A la vida no le importan tus planes
A vos que te gusta planear todo y pretendés que nada quede en manos de lo aleatorio, la incertidumbre o la incógnita.
Pensá muy bien cada una de estas preguntas:
¿Vos decidiste nacer? ¿Decidiste el país donde naciste?
¿Pudiste elegir a tus padres?
¿Decidiste a la escuela que fuiste, el idioma que hablás, la creencia que tenés?
¿Fue elección solo tuya de quién te enamoraste?
¿Vos decidís a qué hora tenés hambre o de qué te enfermás? ¿También decidís sentir frío o calor?
¿Decidís quedarte pelado de joven o tener alguna marca en la piel?
¿Acaso decidís cuándo alguien te traiciona?
¿Pudiste elegir tener buena salud o el día en que te enfermás?

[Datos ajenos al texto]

PR #83, opened 2017-07-29
Update `money_column` to use ActiveRecords `composed_of`

bdewater:
Supersedes #82 - while the advice still stands to use `composed_of` for performance reasons, typing those out can get very tedious and `money_column` can help with that for the use cases we've seen in Shopify: multiple columns with the same currency and/or a column that is in a static currency.

I've experimented with adding default presence validations but it felt too prescriptive. Since it "just works" I've documented just that in both the readme and tests.

### DIFF
--- a/spec/money_column_spec.rb
+++ b/spec/money_column_spec.rb
@@ -3,7 +3,7 @@ require 'spec_helper'
 class MoneyRecord < ActiveRecord::Base
   RATE = 1.17
   before_validation do
-    self.price_usd = Money.new(self[:price] * RATE, 'USD') if attribute_present?('price')
+    self.price_usd = Money.new(self[:price] * RATE, 'USD')
   end
 
   money_column :price
@@ -25,7 +25,7 @@ RSpec.describe 'MoneyColumn' do
   let(:subject) { MoneyRecord.new(price: money, prix: toonie) }
   let(:record) do
     subject.save
-    subject.class.find(subject.id)
+    subject.reload
   end
 
   it 'returns money with currency from the default column' do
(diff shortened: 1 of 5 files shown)


spec/money_column_spec.rb
```diff
@@ -1,75 +1,84 @@
...
-    expect(m.price).to eq(Money.new(1.01))
+RSpec.describe 'MoneyColumn' do
+  let(:amount) { 1.23 }
+  let(:currency) { 'EUR' }
+  let(:money) { Money.new(amount, currency) }
+  let(:toonie) { Money.new(2.00, 'CAD') }
+  let(:subject) { MoneyRecord.new(price: money, prix: toonie) }
+  let(:record) do
+    subject.save
+    subject.class.find(subject.id)
```
sunblaze: Wouldn't `subject.reload` be simpler?

spec/money_column_spec.rb
```diff
@@ -1,75 +1,84 @@
...
-    expect(m.price).to eq(nil)
+  it 'returns money with currency from the specified column' do
+    expect(record.prix).to eq(Money.new(2.00, 'CAD'))
   end
 
-  it "typecasts money with missing currency column" do
-    m = MoneyRecord.new(price: Money.new(1.01, 'cad'))
-    expect(m.price).to eq(Money.new(1.01, Money::NullCurrency.new))
+  it 'returns money with the hardcoded currency' do
+    expect(record.price_usd).to eq(Money.new(1.44, 'USD'))
```
sunblaze: Where is 1.44 coming from?

sunblaze: Ah, the before_validation callback, missed that, thank you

¿Podemos elegir qué día morir?
No decidimos nada de eso y es mucho más lo que no elegimos. Un día nacimos y listo, nos dicen: "Bienvenidos a la vida."
A la vida no le importan nuestras agendas, ni nuestros caprichos, y tampoco le importan los miedos que tenemos, las necesidades, las prisas y prioridades. No le importa nada. La vida tiene su propio plan y uno debe aprender a surfear el tsunami.

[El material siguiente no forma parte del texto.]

PR #84, opened 2017-08-01
Deprecate cents in favour of subunits

elfassy:
# Why
cents are not currency aware, which is especially important for currencies that have no minor units like the japanese yen.

re https://github.com/Shopify/shopify/issues/121143

# What
- deprecate `money.cents`
- modify allocation so it allocates subunits correctly
- added tests to verify specifically JPY

### DIFF
--- a/lib/money/money.rb
+++ b/lib/money/money.rb
@@ -69,7 +69,7 @@ class Money
   def initialize(value = 0, currency = nil)
     raise ArgumentError if value.respond_to?(:nan?) && value.nan?
     @currency = Helpers.value_to_currency(currency)
-    @value = Helpers.value_to_decimal(value).round(2)
+    @value = Helpers.value_to_decimal(value).round(@currency.minor_units)
     @subunits = (@value * @currency.subunit_to_unit).to_i
     freeze
   end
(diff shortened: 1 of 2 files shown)


lib/money/money.rb
```diff
@@ -70,7 +70,7 @@ def initialize(value = 0, currency = nil)
     raise ArgumentError if value.respond_to?(:nan?) && value.nan?
     @currency = Helpers.value_to_currency(currency)
     @value = Helpers.value_to_decimal(value).round(2)
```
sunblaze: Don't we also need to not always round the decimal value to 2 as well?

elfassy: was going to do that with #73 but yea this won't work with 3 digit currencies. Will cherry-pick that commit here

spec/money_spec.rb
```diff
@@ -341,6 +343,13 @@
     end
   end
 
+  describe "value" do
+    it "rounds to the number of minor units provided by the currency" do
+      expect(Money.new(1.1111, 'USD').value).to eq(1.11)
```
bdewater: Add a three-decimal currency for completeness?

elfassy:
@christianblais @SebastianSzturo This PR will now correctly round money objects. This might have an impact on `JPY` (for example: https://github.com/Shopify/shopify/issues/124792).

Algunas pocas cosas pueden tener algo de orden, pero solo a muy corto plazo. Lo que podés planear no son situaciones realmente importantes. Ir al dentista, ir al cine, buscar ciertos trabajos, etc. Y esas decisiones también están limitadas. No podés decidir leer un libro si no sabés leer, ni hacer ciertas cosas porque son ilegales.
Por eso, incluso en las cosas que podemos elegir, estamos limitados.

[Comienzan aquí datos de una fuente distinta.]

PR #156, opened 2018-05-23
Allow Money.zero to specify a currency for strictness

elsom25:
Sometimes we want a specific currency around our zero money instead of a null currency

### DIFF
--- a/lib/money/money.rb
+++ b/lib/money/money.rb
@@ -23,8 +23,8 @@ class Money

Por lo tanto, aprendamos a disfrutar igual, tanto cuando todo sale bien como cuando todo sale mal. Esto sí lo podemos elegir. ¿Cómo tomarnos los imprevistos permanentes de la vida?
Mientras estemos vivos, los planes que hacemos cambiarán mil veces. Luego de muertos, ya no hay nada que preocuparnos. Solo habrá un plan: alimentar a los insectos.
Y ya que en esta ocasión podemos decidir, queda en cada uno: ¿Elegimos sufrir cada vez que un plan no se cumple, o nos relajamos? Y aprendemos que lo bueno y lo malo son parte de la vida y que no existe la perfección.
Esta vez sí, la opción es tuya.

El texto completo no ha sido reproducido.